── Material provided

PR #3130, opened 2023-03-22
Implement typeName API for stable Module names

jared-barocsi:
`typeName` is a new member of `Data` types which specifies a default, non-ambiguous name of its type. This is useful for problems like generating a descriptive name for a Chisel type, as it allows modules (e.g. `Queue`) to use this naming information for their own `desiredName`. 

As a motivating use case, `Queue` modules now have a default name based on the depth parameter of the `Queue` as well as the generated `typeName` of the Chisel type passed to it. For example, `Queue4_UInt4` describes a `Queue` of size 4 which takes a `UInt(4.W)`, and would be the default `desiredName` of such a queue.

User-defined types like `Bundles` should override this feature if needed to diversify the names of `Modules` that use them, preventing situations like multiple `Queues` all sharing the same name and having unstable names as a result.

────

What is expected => Using the listing above, pick out each line that contains the word "default", then copy it.

Response area =>
`typeName` is a new member of `Data` types which specifies a default, non-ambiguous name of its type. This is useful for problems like generating a descriptive name for a Chisel type, as it allows modules (e.g. `Queue`) to use this naming information for their own `desiredName`. 
As a motivating use case, `Queue` modules now have a default name based on the depth parameter of the `Queue` as well as the generated `typeName` of the Chisel type passed to it. For example, `Queue4_UInt4` describes a `Queue` of size 4 which takes a `UInt(4.W)`, and would be the default `desiredName` of such a queue.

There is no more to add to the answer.